[The data Boundary: Start]

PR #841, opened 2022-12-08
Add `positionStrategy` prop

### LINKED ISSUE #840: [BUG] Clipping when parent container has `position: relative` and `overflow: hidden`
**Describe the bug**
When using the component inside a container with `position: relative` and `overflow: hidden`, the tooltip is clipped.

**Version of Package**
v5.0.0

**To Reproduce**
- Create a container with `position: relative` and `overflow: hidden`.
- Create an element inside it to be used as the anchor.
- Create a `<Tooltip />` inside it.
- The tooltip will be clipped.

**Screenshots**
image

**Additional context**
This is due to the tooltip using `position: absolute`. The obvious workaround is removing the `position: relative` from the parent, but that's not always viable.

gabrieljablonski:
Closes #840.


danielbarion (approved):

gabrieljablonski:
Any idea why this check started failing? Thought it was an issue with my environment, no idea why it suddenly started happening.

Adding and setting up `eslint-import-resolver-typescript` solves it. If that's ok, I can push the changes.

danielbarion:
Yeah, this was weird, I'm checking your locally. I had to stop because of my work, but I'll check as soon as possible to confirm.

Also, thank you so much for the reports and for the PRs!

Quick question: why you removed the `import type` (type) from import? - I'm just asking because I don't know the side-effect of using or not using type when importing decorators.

[The data Boundary: End]

Your answer is to contain exactly the lines from the one holding "Yeah, this was" to the end of the entries, with no other line.

Yeah, this was weird, I'm checking your locally. I had to stop because of my work, but I'll check as soon as possible to confirm.

Also, thank you so much for the reports and for the PRs!

Quick question: why you removed the `import type` (type) from import? - I'm just asking because I don't know the side-effect of using or not using type when importing decorators.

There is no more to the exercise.